# Kid's Music



## weebeast90 (Sep 21, 2012)

Greetings from France,

Yup they don't much know Halloween here, but I still love it and celebrate it even if all the neighbors look at me like a weirdo. I am new to this forum, and the wealth of info is a bit overwhelming. I just wanted to see if someone might have a playlist or an album they know of that is lighter children's Halloween music. If you know Andrew Gold's Halloween Howls, that is the perfect sort of genre I am looking for. I like the mystic jack o'latern black cat kid's sort of Halloween with candles pumpkins and nice ghosts. I don't like the gory stuff. Thanks everyone and Happy Halloween!


----------



## georgekillian (Jul 7, 2009)

Here are a few that are pretty good (they are also probably on Itunes & may be on the Internet on some blogs): 

Eban Schletter's Witching Hour
http://www.amazon.com/Eban-Schletters-Witching-Hour-Schletter/dp/B001DBQB12/ref=zg_bs_603186_34

Elvira Presents Haunted Hits
http://www.amazon.com/Elvira-Presen...qid=1349018757&sr=1-1&keywords=elvira+haunted

Elvira's Revenge of Monster Hits
http://www.amazon.com/Elviras-Revenge-Monster-Various-Artists/dp/B0000033NP/ref=pd_sim_m_3

Halloween's Gravest Hits
http://www.amazon.com/Halloweens-Gravest-Hits-Various-Artists/dp/B002LB6EEC/ref=pd_sim_m_60

Halloween Hootenanny
http://www.amazon.com/Halloween-Hootenanny-Various-Artists/dp/B00000DD28/ref=pd_sim_m_2

Horror Hop
http://www.amazon.com/Horror-Hop-Various-Artists/dp/B00000AW49/ref=pd_sim_m_4

Mickey's Monster Bash
http://www.amazon.com/Mickeys-Monster-Bash-Various-Artists/dp/B0000C3UY6/ref=zg_bs_603186_40

Monster Bop
http://www.amazon.com/Monster-Bop-Various-Artists/dp/B000001CCI/ref=pd_sim_m_7

Monster Mash/Scary Tales
http://www.amazon.com/Monster-Mash-Scary-Tales-Zacherle/dp/B0049BV3O8/ref=pd_sim_m_7

Monster Rock 'n Roll Show
http://www.amazon.com/Monster-Rock-n-Roll-Show/dp/B000003N26/ref=zg_bs_603186_29

Mostly Ghostly: More Horror for Halloween

http://www.amazon.com/Mostly-Ghostly-More-Horror-Halloween/dp/B0042FXIIU/ref=pd_sim_m_4
Spooky Favorites 
http://www.amazon.com/Spooky-Favorites-Various-Artists/dp/B00000JNJF/ref=zg_bs_603186_36

Spooky Halloween Hits
http://www.amazon.com/Spooky-Halloween-Hits-Golden-Records/dp/B008SUE97Y/ref=zg_bs_603186_19

These Ghoulish Things: Horror Hits for Halloween 
http://www.amazon.com/These-Ghoulish-Things-Horror-Halloween/dp/B000A8SXN8/ref=pd_bxgy_m_text_z

The Ultimate Rockin' Halloween Party - American Horror Songs 1930s - 1950s
http://www.amazon.com/Ultimate-Rockin-Halloween-Party/dp/B002LBGB9U/ref=pd_sim_m_9

Walt Disney Presents: Halloween Songs & Sounds
http://www.amazon.com/Walt-Disney-Presents-Halloween-Sounds/dp/B0000C3UY3/ref=zg_bs_603186_12


I would also recommend Midnight Syndicate & Nox Arcana as artists for their wonderful "mood" music. The tracks are almost all instrumental works, but they are really spooky without being gory. 
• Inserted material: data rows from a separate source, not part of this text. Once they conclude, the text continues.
PR #274, opened 2020-09-16
Address MISRA Rule violations

gkwicker:
Description
-----------

1. FreeRTOS+TCP had many Rule 2.2 violations caused by the disabling of `inline` in Coverity builds.  This change eliminates this difference between Coverity and normal builds.
1. Local debugging trace variables were declared which were not used in the Coverity build because `ipconfigHAS_PRINTF` is not set in those builds.  This change disables these local debugging trace variables for this case.
1. Added an explanation for the inline suppression of Rule 11.4 in `prvSocketValid()`.

Test Steps
-----------

Related Issue
-----------


FreeRTOS-Plus/Source/FreeRTOS-Plus-TCP/include/FreeRTOS_Sockets.h
```diff
@@ -207,8 +207,19 @@ typedef struct xSOCKET const * ConstSocket_t;
...
+     * both values, the code cannot be compliant with rule 11.4,
+     * hence the Coverity suppression statement below.
+     */
     /* coverity[misra_c_2012_rule_11_4_violation] */
-    return ( ( xSocket != FREERTOS_INVALID_SOCKET ) && ( xSocket != NULL ) );
+    if( ( xSocket != FREERTOS_INVALID_SOCKET ) && ( xSocket != NULL ) )
+    {
+	    lReturnValue = pdTRUE;
+    }
+    return lReturnValue;
```
gkwicker, line 222: Explicitly declaring `lReturnValue` with the function return type eliminates a MISRA Rule violation.

AniruddhaKanhere (approved):

dan4thewin (approved):

PR #279, opened 2020-09-17
Update version number to V10.4.1

dachalco:
Update file header kernel version for `10.4.1`


cobusve (changes requested):
We need to update this one to exclude PR 272, 274 and 275

PR #161, opened 2026-05-07
Complete in-combat popup suppression: peek instead of dequeue

Mongrul:
Summary

  - 0d873bc (PR #146) suppressed the broadcast SMSG_SPELL_FAILURE popup. A follow-up attempt overrode the inline
  CastFailed.Reason to DontReport to also suppress popup-from-CAST_FAILED — but that introduced two regressions: (a)
  action buttons stayed lit because DontReport doesn't trigger button-state cleanup on the modern client, and (b) the
  trailing real-reason SMSG_CAST_FAILED couldn't dequeue because we'd already taken the entry, so the real reason never
  reached the client.
  - This PR replaces the dequeue-and-fake-reason approach with peek (FirstOrDefault) on both PendingNormalCasts and
  PendingPetCasts. The queue entry survives for HandleCastFailed/HandlePetCastFailed, which then delivers SpellPrepare +
   CastFailed with the real server reason — clearing button-lit AND showing the correct popup (or none, for benign
  reasons).
  - Bundle jimsproxy-20260507-062946.jsonl confirmed the regression: rogue stuck-button on Pick Pocket / Stealth despite
   popup being gone. Bundle jimsproxy-20260507-065335.jsonl confirmed the fix: 5× spell.held_fire_on_failure + 2×
  spell.held_fire_on_success events, Cheap Shot SPELL_START/SPELL_GO/aura apply all firing cleanly, Kidney Shot finisher
   snapshot path intact.

  What's kept vs. removed

  Kept (from 0d873bc / PR #146):
  - skipBroadcastFailure = true for instants (no popup)
  - overrideReasonForLocalBroadcast = true for cast-time spells (broadcast SpellFailure with DontReport dismisses cast
  bar silently)
  - Ranged auto-attack carve-out (Auto Shot 75, Shoot 5019)
  - All spell.failure.routed diagnostic fields

  Removed (broken intermediate fix):
  - Inline CastFailed/PetCastFailed packets that consumed the queue entry and shipped DontReport (which doesn't unlit
  buttons)
  - Inline SpellPrepare (now sent by HandleCastFailed on the trailing SMSG_CAST_FAILED)
  - TryDequeuePendingNormalCast/TryDequeuePendingPetCast calls (now FirstOrDefault peek)

  Trade-off

  On Kronos, where the trailing SMSG_CAST_FAILED can be dropped on cast-time spells when the target dies mid-cast, the
  cast can leak in the queue (blocking HasNonStartedPendingCastForSpell for the same spellId until next press displaces
  it). The SendInterrupted hardcoded-zero path that triggers this code is overwhelmingly instants on vmangos/Twinstar
  where the trailing CAST_FAILED reliably arrives. A watchdog timer for the Kronos case can be added separately if it
  manifests.

  Test plan

  - dotnet build clean (0 warn / 0 err)
  - dotnet test 320/320 passing
  - Twinstar repro: rogue Pick Pocket macro on humanoid mobs, popup gone, buttons clear, held Cheap Shot fires on both
  PP failure and PP success
  - Twinstar Kidney Shot 2 CP: finisher.cmsg_cast snapshot fires, Cheap Shot / Kidney Shot / Sinister Strike all cast
  cleanly
  - PvP regression check: enemy-player Counterspelled cast still dismisses target-frame cast bar (non-local path
  unchanged)
  - Kronos watchpoint: monitor for HasNonStartedPendingCastForSpell blocking same-spell repeats; if observed, add
  watchdog timer in a follow-up

### DIFF
--- a/HermesProxy.Tests/World/WatchdogEvictionTests.cs
+++ b/HermesProxy.Tests/World/WatchdogEvictionTests.cs
@@ -240,4 +240,95 @@ public class WatchdogEvictionTests
 
         Assert.False(session.HasStartedNormalCast());
     }
+
+    // ---- Movement preemption tests ----
+
+    private static ClientCastRequest MakeCastTimeCast(uint spellId, uint castTimeMs, bool hasStarted)
+    {
+        return new ClientCastRequest
+        {
+            SpellId = spellId,
+            Timestamp = Environment.TickCount,
+            HasStarted = hasStarted,
+            StartedCastTimeMs = castTimeMs,
+        };
+    }
+
+    [Fact]
+    public void MarkStartedCastsMovementCancelled_StartedCastTime_Marked()
+    {
+        var session = NewSession();
+        long now = Environment.TickCount64;
+        // 2.5s Frostbolt currently casting
+        session.PendingNormalCasts.Enqueue(MakeCastTimeCast(116, castTimeMs: 2500, hasStarted: true));
+
+        int marked = session.MarkStartedCastsMovementCancelled(now + 2500);
+
+        Assert.Equal(1, marked);
+        var entry = session.PendingNormalCasts.ToArray()[0];
+        Assert.True(entry.MovementCancelled);
+        Assert.Equal(now + 2500, entry.WatchdogDeadlineMs);
+    }
+
+    [Fact]
+    public void MarkStartedCastsMovementCancelled_Instant_NotMarked()
+    {
+        // Instants don't get cancelled by movement in vanilla.
+        var session = NewSession();
+        session.PendingNormalCasts.Enqueue(MakeCastTimeCast(1953, castTimeMs: 0, hasStarted: true));
+
+        int marked = session.MarkStartedCastsMovementCancelled(Environment.TickCount64 + 2500);
+
+        Assert.Equal(0, marked);
+        Assert.False(session.PendingNormalCasts.ToArray()[0].MovementCancelled);
+    }
+
+    [Fact]
+    public void MarkStartedCastsMovementCancelled_NotStarted_NotMarked()
+    {
+        // Cast hasn't started yet (in-flight to server, awaiting SMSG_SPELL_START).
+        // Movement at this stage doesn't apply because nothing's actually casting.
+        var session = NewSession();
+        session.PendingNormalCasts.Enqueue(MakeCastTimeCast(116, castTimeMs: 2500, hasStarted: false));
+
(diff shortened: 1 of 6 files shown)


jameopotato:
**Review hold — launch week caution**

The peek-instead-of-dequeue approach correctly fixes the stuck-button regression from the DontReport override, but introduces a potential cast-pipeline stall if `SMSG_CAST_FAILED` doesn't follow `SMSG_SPELL_FAILURE` on Kronos.

**Concern:** If a cast-time spell (Frostbolt, Flash of Light, etc.) fails because the target dies mid-cast, and Kronos routes that through `SendInterrupted` without a trailing `SMSG_CAST_FAILED`, the queue entry leaks with `HasStarted=true`. `HasStartedNormalCast()` then blocks ALL subsequent casts — not just same-spell — until the player presses the same spell again to displace the leaked entry.

This isn't an edge case — mobs dying mid-cast is a very common scenario for DPS and healers.

**Before merging, needs in-game verification on Kronos:**
1. Cast Frostbolt at a mob → have someone else kill it mid-cast → immediately try casting another spell
2. Repeat several times to verify no stuck-cast state

If the trailing `SMSG_CAST_FAILED` reliably arrives for target-death on Kronos (i.e., target-death goes through `Spell::cancel()` not `SendInterrupted`), then the trade-off is safe and this can merge. If not, a watchdog timer for the Kronos case is needed first.

jameopotato:
**Alternative approaches to consider**

**Alt B — Peek + watchdog timer:** Keep the peek approach but add a watchdog timer (e.g., 2-3 seconds after SMSG_SPELL_FAILURE). If HandleCastFailed doesn't dequeue the entry within the window, the watchdog force-dequeues it and sends the ack-fail. This covers the Kronos edge case where SMSG_CAST_FAILED never arrives, while preserving the real-reason delivery when it does arrive promptly. Similar pattern to the taxi dismount CTS already in the codebase.

**Sideband investigation:** The JP_ sideband channel (CHAT_MSG_SYSTEM proxy→addon) could potentially help here. If the proxy can detect the "target died mid-cast, no SMSG_CAST_FAILED arriving" state server-side (e.g., by observing SMSG_DESTROY_OBJECT for the target while a cast is pending), it could proactively synthesize the cleanup rather than waiting for a server packet that may never come. Worth exploring whether the proxy has enough state to detect this reliably — the target's GUID is in the pending cast request, and destroy/death packets are already processed.

Issue #43, opened 2026-04-22
Re-write Spellcasting Queue


TakaNoDan:
**Describe the bug**
Rewrite the spell casting flow in the proxy so it no longer waits for a server response before allowing the next cast request.
Right now, the proxy behaves sequentially: cast → wait for result → cast again, which adds full round-trip latency to every failed or queued spell attempt.

The goal is to implement a parallel spell queue system similar to modern WoW, where multiple cast attempts can be buffered and sent independently based on predicted legality (GCD, cast state, latency window). The proxy should intercept outgoing spell packets, queue them, track spell/GCD timing locally, and dispatch them at the earliest valid moment without blocking on previous responses. Server replies should be handled asynchronously and matched back to queued requests.

This should improve responsiveness, macro execution, spam casting, and overall combat feel on a 1.12 server while using a 1.14 client. It's huge.

(SugarProxy already implemented that and the effects in-game are night and day). Link : [https://heitu.org/doc/糖糖代理.html#法术施法队列](https://heitu.org/doc/%E7%B3%96%E7%B3%96%E4%BB%A3%E7%90%86.html#%E6%B3%95%E6%9C%AF%E6%96%BD%E6%B3%95%E9%98%9F%E5%88%97)

<img width="777" height="723" alt="Image" src="https://github.com/user-attachments/assets/1ba90f3a-e0a4-452e-91db-d95d4aace5e6" />

**Game Server**
1.12 / Everlook / Kronos / All

**Hermes Proxy Version**
Hermes / Xian

Mongrul:
Looking into this

Mongrul:
## Update: what was learned, and what is still undecided

Spent some time investigating this. Leaving this issue
open because the broader question — whether to build a real spell queue in
the proxy — is worth community input before we commit.

### What we found

The proxy's current spell-cast path is more nuanced than "wait for the
server before the next cast." It already queues casts and forwards them to
Kronos without blocking. The serial behavior users feel comes from two
specific places:

1. **`HasStartedNormalCast()` proxy-side rejection.** Once Kronos sends
   `SMSG_SPELL_START` for a cast, the proxy rejects any further
   `CMSG_CAST_SPELL` with `SendCastRequestFailed`, never forwarding to
   Kronos. This is correct for mid-cast-bar spam (prevents "Another action
   in progress" on every keypress during a 2s Fireball) but **wrong for
   off-GCD spells** — Sprint, Evasion, trinkets, racials, stance changes
[...]

PR #166, opened 2026-05-07
Fix GCD sweep during cast-time spam: silent-hold pressed spell until …

Mongrul:
## Problem

  Spamming a spell while a cast bar was in progress showed no GCD sweep on the
  action button for the queued press.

Best of luck and Happy Halloween!!


----------



## Spookmaster (Sep 27, 2008)

PM me - I think I have some stuff I can attach to emails.....

or drop me a line at [email protected]

Spookmaster


----------



## the_grim (Sep 16, 2012)

weebeast90 said:


> Greetings from France,
> 
> Yup they don't much know Halloween here, but I still love it and celebrate it even if all the neighbors look at me like a weirdo. I am new to this forum, and the wealth of info is a bit overwhelming. I just wanted to see if someone might have a playlist or an album they know of that is lighter children's Halloween music. If you know Andrew Gold's Halloween Howls, that is the perfect sort of genre I am looking for. I like the mystic jack o'latern black cat kid's sort of Halloween with candles pumpkins and nice ghosts. I don't like the gory stuff. Thanks everyone and Happy Halloween!


My kids like this one...

Halloween Games, Songs and Stories (1974)


----------



## HalloweenHouseParty (Sep 14, 2010)

They don't celebrate Halloween in France?
That's a crime!

Well, anything old from the Disney vaults would probably be age appropriate for you. Looks like some of the links posted above would do the trick, although the OP should just highlight the most popular 4 or 5 choices, as it will be falling down a rabbit hole to check out each one. (just too time consuming).


----------



## Dinosaur1972 (Mar 28, 2007)

Here's the "kids" section of my collection... leaving out the book and record sets ...
Carol Darr and Mark Masuoka - Halloween Party Instructions & Story (1975)
Classroom Materials Company - Halloween
Disneyland Parade - Halloween Screams (2009)
Disney's Halloween Songs and Sounds (2008)
Disney's Haunted Mansion Unofficial Album (1969)
Disney's Trick or Treat Story and Songs of Halloween (1974)
DJ's Choice - Halloween Dance Party Vol 11
Dr. Elmo - Dr. Elmo Sings the Boos (2005)
Drew's Famous - Kids Spook-tacular (2008)
Eve Bunting - Scary Scary Halloween (1986)
Fisher-Price Little People - Halloween Sing-Along (2009)
Fox Family Channel - 13 Days of Halloween (2001)
Halloween Fun (1989)
Halloween Sounds & Music for Your Parties, Trick or Treaters & School Festivals (1964)
Kay Lande & Wade Denning - Halloween Games, Songs and Stories (1969)
Kid Stuff Repertory Company - Mostly Ghostly (1977)
Kidz Bop Halloween (2004)
Lucille Wood - Halloween - A Book-Recording Set (1966)
McDonald's Scary Sound Effects Cassette (1995)
Music for Little People - Spooky Favorites (1999)
Old Gray Goose - Scary Stories For Halloween (2004)
Oscar Brand And His Young Friends - Trick or Treat_ Hallowe'en Celebrated in Story & Song (1979)
Pat Patrick - Monsters and Monstrous Things (1983)
Paul Hecht & Carole Danel - Selections From the Haunted House and Other Spooky Poems and Tales (1970)
Peter Pan Records - Monster Mash (1977)
Playhouse Presentation of Frankenstein
Robert J Walsh - Ghostly Songs and Stories (1993)
Scary Stories for Little Monsters (1999)
Scary Stories- Frightening Tales for Halloween
Sesame Street Elmo Says BOO! (1997)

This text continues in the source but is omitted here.